This paper considers Bayesian regularisation using global–local shrinkage priors in the multivariate general linear model when there are many more explanatory variables than observations. We adopt priors’ structures used extensively in univariate problems (conjugate and non-conjugate with tail behaviour ranging from polynomial to exponential) and consider how the addition of error correlation in the multivariate set-up affects the performance of these priors. Two different datasets (from drug discovery and chemometrics) with many covariates are used for comparison, and these are supplemented by a small simulation study to corroborate the role of error correlation.
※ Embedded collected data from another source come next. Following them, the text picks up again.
PR #14829, opened 2021-05-09
Move user related funcs from common/dao

reasonerjt:
This commit moves more user related funcs, such as ChangePassword,
Login, ChangeUserProfile from common/dao to rely on /pkg/user and
pkg/oidc.
It also removes the code for resetting user's password as it's disabled.

### DIFF
--- a/src/pkg/user/manager.go
+++ b/src/pkg/user/manager.go
@@ -35,7 +35,7 @@ var (
 type Manager interface {
 	// Get get user by user id
 	Get(ctx context.Context, id int) (*models.User, error)
-	// GetByName get user by username
+	// GetByName get user by username, it will return an error if the user does not exist
 	GetByName(ctx context.Context, username string) (*models.User, error)
 	// List users according to the query
 	List(ctx context.Context, query *q.Query) (models.Users, error)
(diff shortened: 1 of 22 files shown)


src/pkg/user/manager.go
```diff
@@ -75,20 +76,33 @@ func (m *manager) Delete(ctx context.Context, id int) error {
...
+		return nil, err
 	}
-	return utils.Encrypt(password, u.Salt, u.PasswordVersion) == u.Password, nil
+	l = append(l, u)
+	for _, entry := range l {
+		if utils.Encrypt(password, entry.Salt, entry.PasswordVersion) == entry.Password {
+			return entry, nil
+		}
+	}
+	return nil, nil
```
heww, line 94: There is a special char `@` in the email, it is invalid in the username.

wy65701436 (approved):
lgtm

src/pkg/user/manager.go
reasonerjt: But this is for querying?
I don't recall how the decision was made, but this is for compatibility with `LoginByDb` in `common/dao` pkg:
https://github.com/goharbor/harbor/blob/release-2.2.0/src/common/dao/user.go#L81

heww: There are two db queries in this method `MatchLocalPassword `, only one db query in `LoginByDb`.

And when `usernameOrEmail` is a email, `u, err := m.GetByName(ctx, usernameOrEmail)` will must get a not found error.

heww (approved):

src/pkg/user/manager.go
reasonerjt: I have added a `FilterBy...` func to user model.

PR #15747, opened 2021-10-10
Add function to avoid writing creds in jobservice logs, switch to debug instead of info

### LINKED ISSUE #15745: access_credentials field leaks in jobservice logs when trivy scan is launched by an user
Hello,

Using 2.3.3 (and 2.3.0 more specifically), it appears that the user who started a scan can have their credentials leaking in "access_credentials" field whereas AuthKey is marked as "[HIDDEN]".

It has an impact when using LDAP access and where Harbor does not manage access locally.

sixeela:
Closes #15745.

I added a function to handle log writing in jobservices and avoid retrieving password for auth such as Basic or more (used by LDAP for example).
I also switched logs to debug as it adds a lot more verbosity that intended in INFO.

Please keep me informed if modifications need to be done as I am not that familiar with Golang.


steven-zou:
@sixeIa 

Please make sure the pipeline is passed.

PR #15884, opened 2021-10-27
CSV Export Functionality for Scan data

prahaladdarkin:
Scope of change:
* Introduced a set of APIs to trigger CSV export of vulnerability data, track execution status and download scan data
* Ability to store the generated CSV reports as an OCI artifact
* Associated tests for the above functionality


heww:
Closed as a new PR #15998 is opened.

We find that structural assumptions of the prior distribution on regression coefficients can be more significant than the tail behaviour. In particular, if the structural assumption of conjugacy is used, the performance of the posterior predictive distribution deteriorates relative to non-conjugate choices as the error correlation becomes stronger.

Suggested Citation

  • Valentina Mameli & Debora Slanzi & Jim E. Griffin & Philip J. Brown, 2025. "Multivariate Bayesian Global–Local Shrinkage Methods for Regularisation in the High-Dimensional Linear Model," Mathematics, MDPI, vol. 13(11), pages 1-21, May.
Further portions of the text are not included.